11. The module of claim 11, wherein the module input to the state update action comprises a representation of the previous response of the system, the user input, and a proposed question related to a possible user query.

12. The module of claim 12, configured to set a request bit when the module inputs for the candidate action match.

13. The module of claim 13, configured to update the state when the module inputs to the state update action match.

A way to train a classifier to update a state in a dialogue system,
Providing a classifier, wherein the classifier may receive the natural language input from the user such that the classifier outputs a score indicating a match when the natural language input matches the possible action. It is possible to compare with,
Training the classifier using a dataset with natural language input and possible actions, said dataset comprising a positive combination if the natural language input and possible actions match. A method that provides incorrect answer options when natural language input and possible actions do not match.

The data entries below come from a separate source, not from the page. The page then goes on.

PR #1597, opened 2026-04-22
Vello CPU: Add public API to render with offset/stride

### LINKED ISSUE #1382: Support `PixmapMut<'_>` and stride in `vello_cpu`?

nicoburns:
- Fixes https://github.com/linebender/vello/issues/1382

This PR is pretty simple as the logic for doing this already existed (I think added for [`RenderContext::composite_to_pixmap_at_offset`](https://docs.rs/vello_cpu/latest/vello_cpu/struct.RenderContext.html#method.composite_to_pixmap_at_offset), and this just plumbing through 4 extra `u16` parameters in a bunch of places.

## Todo
- [x] ~~The logic in this PR is unfortunately not quite right as things stand. Testing shows the stride not being accounted for even when using the new method)~~ (looks like I'd just missed a method that needed to be updated)

### DIFF
--- a/sparse_strips/vello_cpu/src/dispatch/single_threaded.rs
+++ b/sparse_strips/vello_cpu/src/dispatch/single_threaded.rs
@@ -93,12 +93,19 @@ impl SingleThreadedDispatcher {
         buffer: &mut [u8],
         width: u16,
         height: u16,
+        dst_x: u16,
+        dst_y: u16,
+        dst_buffer_width: u16,
+        dst_buffer_height: u16,
         encoded_paints: &[EncodedPaint],
         image_resolver: &dyn ImageResolver,
     ) {
         use crate::fine::F32Kernel;
         use vello_common::fearless_simd::dispatch;
-        dispatch!(self.level, simd => self.rasterize_with::<_, F32Kernel>(simd, buffer, width, height, encoded_paints, image_resolver));
+        dispatch!(self.level, simd => self.rasterize_with::<_, F32Kernel>(simd, buffer, width, height, dst_x,
+                dst_y,
+                dst_buffer_width,
+                dst_buffer_height,encoded_paints, image_resolver));
     }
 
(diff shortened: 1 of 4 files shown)


sparse_strips/vello_cpu/src/dispatch/single_threaded.rs
nicoburns, line 235: I did not update this instance of `Regions::new`, as I think it's rendering into an intermediate layer and not the output buffer. Does that seems correct?

LaurenzV:
I think I might have a better idea now how to implement this and consolidate it with exsting APIs. Need to try it out, but if it works out I will open a PR soon.

LaurenzV:
I believe this PR is not relevant anymore?

nicoburns:
Correct, this was superceded by https://github.com/linebender/vello/pull/1665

The possible action is selected from a candidate action and a state update action, the candidate action indicates the question asked by the user in the previous response from the system, and the state update action does not link to the previous response from the system. The method of claim 16, wherein the request from the user is shown.

It ’s a dialogue system,
User input and
With the processor
Equipped with memory
The processor is adapted to update the dialogue state in response to a natural language input from the user, and the dialogue state is stored in the memory.
The dialogue state comprises a data structure that stores information exchanged between the user and the dialogue system.
The processor updates the dialogue state by comparing the natural language input from the user with a plurality of possible actions, wherein the action indicates a possible request of the user and is from an action that matches the natural language input. It is configured to update the above state using the information in
The processor is configured to use the updated state to generate a response to the natural language input.

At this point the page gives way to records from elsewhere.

PR #1598, opened 2026-04-22
vello_sparse_shaders: Add binary to generate WebGL shaders locally for easier inspection

LaurenzV:
Currently, `vello_sparse_shaders` automatically generates native WebGL shaders using `naga` via a build script, ensuring that our native WebGL backend can directly consume them. However, there is currently no easy way to inspect what the generated shaders look like, instead of actually checking the build directory.

Therefore, this PR proposes explicitly checking the generated sources into the repository. This change 1) Makes it easier to inspect what the generated WebGL shader actually looks like and most importantly 2) allows us to more easily track potential regressions that might arise from, for example, updating naga to a new version. While there is no expectation for anyone to always manually validate the generated shader after changes, I still think this is worth doing to keep better track of this.

Especially as we tackle tracking down issues on low-tier devices, it will be helpful to be able to more easily inspect the generated shader to see what the issue is.


sparse_strips/vello_sparse_shaders/src/main.rs
taj-p, line 1: WDYT about adding a short header to the file like:

```rs
/// AUTOGENERATED. DO NOT EDIT. 
/// To regenerate, see `//sparse_strips/vello_sparse_shaders/README.md`.
```

sparse_strips/vello_sparse_shaders/README.md
```diff
@@ -20,6 +20,15 @@ Vello Hybrid renderer.
 This crate provides the WGSL programs and build step for GLSL programs that are used by the
 optimized hybrid rendering engine.
 
+Whenever the WGSL shaders are updated, the build script will automatically take care of
+regenerating the GLSL programs. However, in addition to that, a snapshot of the shaders is
+also stored in the `generated_glsl` folder, which is not updated automatically. Before opening
+a PR, you will have to update them. Please use the following command for doing so:
```
taj-p:
```suggestion
also stored in the `generated_glsl` folder, which is not updated automatically. If your PR
edits a shader, you will have to update the snapshots. Please use the following command 
for doing so:
```

taj-p (approved):
Great idea! Nice! LGTM

taj-p (changes requested):
We spoke about this in OH and it introduces too much friction and any issues with GLSL output should be handled upstream.

Raph suggested introducing build-time checks / linting tool to address any known GLSL issues.

We can unblock this PR if we simply output the GLSL shader to stdout

LaurenzV:
I've changed it now so that the shaders are not checked into git, but there is still a tool that allows you to regenerate them into a git-ignored folder such that it's easier to inspect. I hope this is less controversial!

taj-p (approved):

It is a computer implementation method for updating the dialogue state with the user in the dialogue system for interacting with the user.
Receiving natural language input from the user and
The processor is used to update the dialogue state in response to a natural language input from the user, wherein the dialogue state is stored in memory and the dialogue state is the user and the dialogue system. It has a data structure that stores information exchanged with and from.
It comprises updating the dialogue state by comparing the natural language input from the user with a plurality of possible actions, wherein the action indicates a possible request of the user and is consistent with the natural language input. A method of updating the state using information from an action.

A computer-readable medium comprising an instruction that causes the computer to perform the method of claim 19 when the instruction is executed by the computer.